PR #6104, opened 2024-02-05
IBM Power documentation updates for HCP

alishaIBM:
Issue: https://issues.redhat.com/browse/ACM-9778

### DIFF
--- a/clusters/hosted_control_planes/scale_nodepool_hosted_ibmpower.adoc
+++ b/clusters/hosted_control_planes/scale_nodepool_hosted_ibmpower.adoc
@@ -101,8 +101,8 @@ See the following output:
 [source,bash]
 ----
 NAME                                CLUSTER  NODENAME PROVIDERID     PHASE     AGE   VERSION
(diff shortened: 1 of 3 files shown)


clusters/hosted_control_planes/scale_nodepool_hosted_ibmpower.adoc
```diff
@@ -120,27 +120,27 @@ See the following output:
 [source,bash]
```
swopebe, line 120: I really would rather we remove these long outputs this release, if we can. We discussed calling out specifically what the user needs to know or see from the output, which in this case is `true`, `false` and maybe other info, but if the user sees this in the terminal, why do we need to repeat it in the doc.

We are trying to simplify to doc for less maintenance.

swopebe (approved):
Everything looks good but I do have the same comment as last release about the output.

swopebe:
I am waiting on a peer review from my team and then this is ready to merge.

jc-berger (approved):
/lgtm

Requirement: Your task is to copy all of the entries exactly.

Response for this exercise:
PR #6104, opened 2024-02-05
IBM Power documentation updates for HCP

alishaIBM:
Issue: https://issues.redhat.com/browse/ACM-9778

### DIFF
--- a/clusters/hosted_control_planes/scale_nodepool_hosted_ibmpower.adoc
+++ b/clusters/hosted_control_planes/scale_nodepool_hosted_ibmpower.adoc
@@ -101,8 +101,8 @@ See the following output:
 [source,bash]
 ----
 NAME                                CLUSTER  NODENAME PROVIDERID     PHASE     AGE   VERSION
(diff shortened: 1 of 3 files shown)


clusters/hosted_control_planes/scale_nodepool_hosted_ibmpower.adoc
```diff
@@ -120,27 +120,27 @@ See the following output:
 [source,bash]
```
swopebe, line 120: I really would rather we remove these long outputs this release, if we can. We discussed calling out specifically what the user needs to know or see from the output, which in this case is `true`, `false` and maybe other info, but if the user sees this in the terminal, why do we need to repeat it in the doc.

We are trying to simplify to doc for less maintenance.

swopebe (approved):
Everything looks good but I do have the same comment as last release about the output.

swopebe:
I am waiting on a peer review from my team and then this is ready to merge.

jc-berger (approved):
/lgtm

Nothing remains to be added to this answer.